HTitle: Dignity Takes a Holiday
Author: Rick R. Reed
Publisher: Dreamspinner Press
Genre: Contemporary Comedy/Romance-lite
Length: Novel (215 PDF pages)
Rating: 2.5 stars out of 5
A Guest Review by Aunt Lynn
One Sentence Review: In the end I couldn’t see my way to rate this over-the-top “so-called romantic comedy” any higher
Pete Thickwhistle doesn’t live what one might call a charmed life. At age forty-seven, he’s a flamboyant gay man who believes no one knows he’s gay, still living at home with his harpy of a mother. Worse, he’s still a virgin, longing to find just the right man to make his life complete. Pete’s an upbeat kind of guy, yet he’s never learned that the answer to his motto “What could possibly go wrong?” is always: “Everything.”
Pete’s road to love and happiness is full of potholes, yet he never tires of searching, despite job losses, weight battles, clothing faux pas, and disastrous vacations, parties, and dating debacles. Pete is the ultimate underdog living a television situation comedy, one named Dignity Takes a Holiday.
Forty-seven-year-old gay man Pete has big problems. He still lives at home with an interfering mother who treats him horribly, has a wardrobe out of the 70s, and a haircut out of the 50s. He has a weight problem, is a virgin, can’t seem to keep a job, favors glittery makeup to go with his interesting fashion choices, and is the butt of many jokes and schemes. He can’t seem to catch a break and terrible things continually happen to him, yet surprisingly he has extraordinary self-esteem, a hopeful outlook and keeps his eyes open for The One. If he can survive his mother and her attempts to ruin his life, perhaps he can one day find someone who will love him as he deserves.

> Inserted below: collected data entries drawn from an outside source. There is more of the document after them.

PR #106, opened 2022-12-08
Equivalence Check + Few other things

msooseth:
## Description
This is a rather big diff. The changes included are:
* Equivalence check working. Returns `[]` if nothing failed. Otherwise, returns a set of timed out queries and `Cex`-es. So you are only sure all is good if return is `[]`. We could return the `Qed`-s too. Let me know what you think.
* Tests for equivalence checks via YUL tests from Solidity. This necessitated adding Solidity as a submodule
* Tests for equivalence checks via hand-written tests
* Fixing `Div` -- division by zero is zero, but in SMT it's 0xfff...
* Adding `Mod`, `MulMod`, `SMod`, `SDiv` (division by zero thing applies) in SMT. Note that `MulMod` is expensive.
* Adding tests for `MulMod`, `Div`
* Adding end states for: StackLimitExceeded, InvalidMemoryAccess, BadJumpDestination. TODO PLEASE REVIEW. I have no clue whether these are valid end states!
* Fixing timeout for `CVC5`. It doesn't accept the SMT option in the input file.
* Fixing SMT encoding for `*`
* Fixed `concatbytes`. It didn't have a "last node", so concatBytes with 2 bytes was `(concat X1 (concat X2))` instead of `(concat X1 X2)`. CVC5 complained of wrong SMT syntax, Z3 somehow worked (but not sure if correctly).
* Removed 2 unused iteration counting code lines (was confusing)
* Added a note about symbolic exponents -- it's possible but needs symbolic gas
* Fixing cabal file so it uses 6 cores when available. This should speed up compile times significantly. I chose 6, because most people have at least 4 cores, and it will not run out of memory.
* Added `time` and `regex` Haskell modules, so I can time the YUL examples (useful), and generate them via Haskell (instead of `sed` via `nix`)

A LOT of this work was thanks to @d-xo helping me

## Checklist

- [x] tested locally
- [x] added automated tests
- [ ] updated the docs
- [ ] updated the changelog

### DIFF
--- a/src/hevm/src/EVM/Traversals.hs
+++ b/src/hevm/src/EVM/Traversals.hs
@@ -70,6 +70,9 @@ foldExpr f acc expr = acc <> (go expr)
       -- control flow
 
       e@(Invalid a) -> f e <> (foldl (foldProp f) mempty a)
+      e@(StackLimitExceeded a) -> f e <> (foldl (foldProp f) mempty a)
+      e@(InvalidMemoryAccess a) -> f e <> (foldl (foldProp f) mempty a)
+      e@(BadJumpDestination a) -> f e <> (foldl (foldProp f) mempty a)
       e@(SelfDestruct a) -> f e <> (foldl (foldProp f) mempty a)
       e@(IllegalOverflow a) -> f e <> (foldl (foldProp f) mempty a)
       e@(Revert a b) -> f e <> (foldl (foldProp f) mempty a) <> (go b)


src/hevm/hevm.cabal
```diff
@@ -108,7 +108,7 @@ library
   autogen-modules:
     Paths_hevm
   ghc-options:
-    -Wall -Wno-deprecations -Wno-unticked-promoted-constructors
```
arcz, line 111: Why 6?

src/hevm/hevm.cabal
```diff
@@ -108,7 +108,7 @@ library
...
+    -Wall -Wno-deprecations -Wno-unticked-promoted-constructors -j6
```
arcz, line 111: Why 6?

d-xo: I think we can just use `-j` and then it will figure out how many cores to use based on the machine that it's executing on?

src/hevm/hevm-cli/hevm-cli.hs
```diff
@@ -389,31 +389,30 @@ findJsonFile Nothing = do
...
+      bytecodeB = hexByteString "--code" . strip0x $ codeB cmd
+      veriOpts = VeriOpts { simp = True
+                            , debug = False
+                            , maxIter = maxIterations cmd
+                            , askSmtIters = askSmtIterations cmd
+                          }
+  -- maybeSignature <- case sig cmd of
+  --   Nothing -> return Nothing
+  --   Just sig' -> do method' <- functionAbi sig'
+                    -- return $ Just (view methodSignature method', snd <$> view methodInputs method')
```
d-xo, line 403: do we need this?

src/hevm/hevm.cabal
msooseth: Ah, new feature! Finally they don't refuse to guess the number of processors :D This has been bugging me for about 10 years, but finally, they did fix it! It used to be that `-j` launched as many processes as there were compile items... so it'd crash immediately on large projects. Finally fixed! Yep, OK, I am moving to `-j`, apparently it now works:

`
Using the [-j[⟨n⟩]](https://downloads.haskell.org/ghc/latest/docs/users_guide/using.html#ghc-flag--j[%E2%9F%A8n%E2%9F%A9]) flag, you can compile modules in parallel. Specify -j ⟨n⟩ to compile ⟨n⟩ jobs in parallel. If ⟨n⟩ is omitted, then it defaults to the number of processors.
`
OK, I'm fixing this :)

src/hevm/src/EVM/SymExec.hs
```diff
@@ -36,14 +37,16 @@ import qualified Data.Text.Lazy.IO as TL
...
-  deriving (Show)
+  deriving (Show, Eq)
 type VerifyResult = ProofResult (Expr End) (Expr End, SMTCex) (Expr End)
-type EquivalenceResult = ProofResult ([VM], [VM]) VM ()
 
 isQed :: ProofResult a b c -> Bool
 isQed (Qed _) = True
 isQed _ = False
 
+containsA :: ProofResult () () () -> [(a , b, ProofResult () () ())] -> Bool
```
d-xo, line 47:
```suggestion
containsA :: ProofResult a b c -> [(d, e, ProofResult a b c)] -> Bool
```

I think this can be made a bit more general?

src/hevm/hevm.cabal
msooseth: Fixed to `-j`. Thanks for the feedback!

src/hevm/test/test.hs
```diff
@@ -1550,36 +1662,401 @@ tests = testGroup "hevm"
...
           }
           |]
-        runSMTWith z3 $ query $ do
-          Cex _ <- equivalenceCheck aPrgm bPrgm Nothing Nothing Nothing
+        withSolvers Z3 3 Nothing $ \s -> do
+          a <- equivalenceCheck s aPrgm bPrgm defaultVeriOpts Nothing
+          assertBool "Must have a difference" (not (null a))
+      ,
+      testCase "eq-sol-exp-qed" $ do
+        -- These yul programs are not equivalent: (try --calldata $(seth --to-uint256 2) for example)
```
d-xo, line 1695: This comment is wrong I think?

src/hevm/test/test.hs
```diff
@@ -1550,36 +1662,401 @@ tests = testGroup "hevm"
...
+          |]
+        withSolvers Z3 3 Nothing $ \s -> do
+          a <- equivalenceCheck s aPrgm bPrgm defaultVeriOpts Nothing
+          assertEqual "Must have no difference" [] a
           return ()
-          -}
-
+      ,
+      testCase "eq-sol-exp-cex" $ do
+        -- These yul programs are not equivalent: (try --calldata $(seth --to-uint256 2) for example)
```
d-xo, line 1722: this one too

src/hevm/test/test.hs
```diff
@@ -1550,36 +1662,401 @@ tests = testGroup "hevm"
...
+            False -> do
+              print $ "OK. Took " <> (show $ diffUTCTime end start) <> " seconds"
+              let timeouts = filter (\(_, _, c) -> c == EVM.SymExec.Timeout()) res
+              unless (null timeouts) $ putStrLn $ "But " <> (show $ length timeouts) <> " timeout(s) occurred"
+            True -> do
+              putStrLn $ "Not OK: " <> show f <> " Got: " <> show res
+              error "Was NOT equivalent, error"
+         )
+    -- TODO run, or see how to run https://github.com/ethereum/hevm/blob/main/nix/hevm-tests/yul-equivalence.nix
+    -- convert from nix to Haskell
```
d-xo, line 2059: I think we can remove this comment?

d-xo (commented):
Looks awesome! Just a few little nits.

src/hevm/hevm-cli/hevm-cli.hs
msooseth: I actually checked this, and I think it was some kind of reminder that we didn't implement something and I though it may be important to keep around. I likely misremembered. I am removing.

src/hevm/test/test.hs
msooseth: Yep, thanks, removing!

src/hevm/test/test.hs
msooseth: Oooops, sorry.

src/hevm/test/test.hs
msooseth: yep, removing.

src/hevm/src/EVM/SymExec.hs
msooseth: Good point, thanks, fixed!

src/hevm/src/EVM/Traversals.hs
```diff
@@ -323,6 +323,15 @@ mapExprM f expr = case expr of
   IllegalOverflow a -> do
     a' <- mapM (mapPropM f) a
     f (IllegalOverflow a')
+  InvalidMemoryAccess a -> do
```
zoep, line 326: Shall we add these cases to `foldExpr` in the same file?

msooseth: Ah, good catch, I didn't see it! Fixed in new push :)

d-xo (approved):
looks good!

I’ll say upfront that writing this review was difficult. I have read and enjoyed several stories from the prolific and talented Rick Reed, and was really excited about his latest, Dignity Takes a Holiday, as I LOVE a book with great humor. While I am sure there will be those who will love this zany story — there are several 5 and 4 star reviews out there already — I am not counted among them. I like to think I have a wide range for what I find funny with a taste for sophomoric humor, and even though I did chuckle out loud at some of the things that happen to poor Pete, unfortunately much of this “so-called romantic comedy” overall missed its mark with me. (UPDATE: it was pointed out to me several times that this is a FARCE, something I neglected to in the review as a description of what this book is. I am correcting that. It is a farce, with its over-the-top and exaggerated situations, something I knew as I was both reading it and writing the review, and while it doesn’t change my opinion, I neglected to mention it. Apologies.) And while I could see some other publisher taking this project on, I admit to being surprised that it was DSP as it seems, to me, to be very different to what they normally publish.
There were a few bright points. One can’t help feel both bad for and in awe of Pete. In the end, I liked him. Constantly asking himself “What could possibly go wrong?” he often finds out the answer, though it often doesn’t dampen his sunny outlook. Though he’s generally kind and his heart is in the right place, he makes terrible choices and decisions. A man with big dreams, he routinely picks wildly inappropriate and unattainable men often with embarrassing results because as he says, “if he didn’t play, he wouldn’t win.” He’s cute in his naïvite and innocence, and I had to smile at how traditional and somewhat conservative he is. Despite all the wackiness he encounters, the reader will most likely root for Pete and his pursuit of happiness and love, and hopes that he can find that one person out there that will accept him for who he is.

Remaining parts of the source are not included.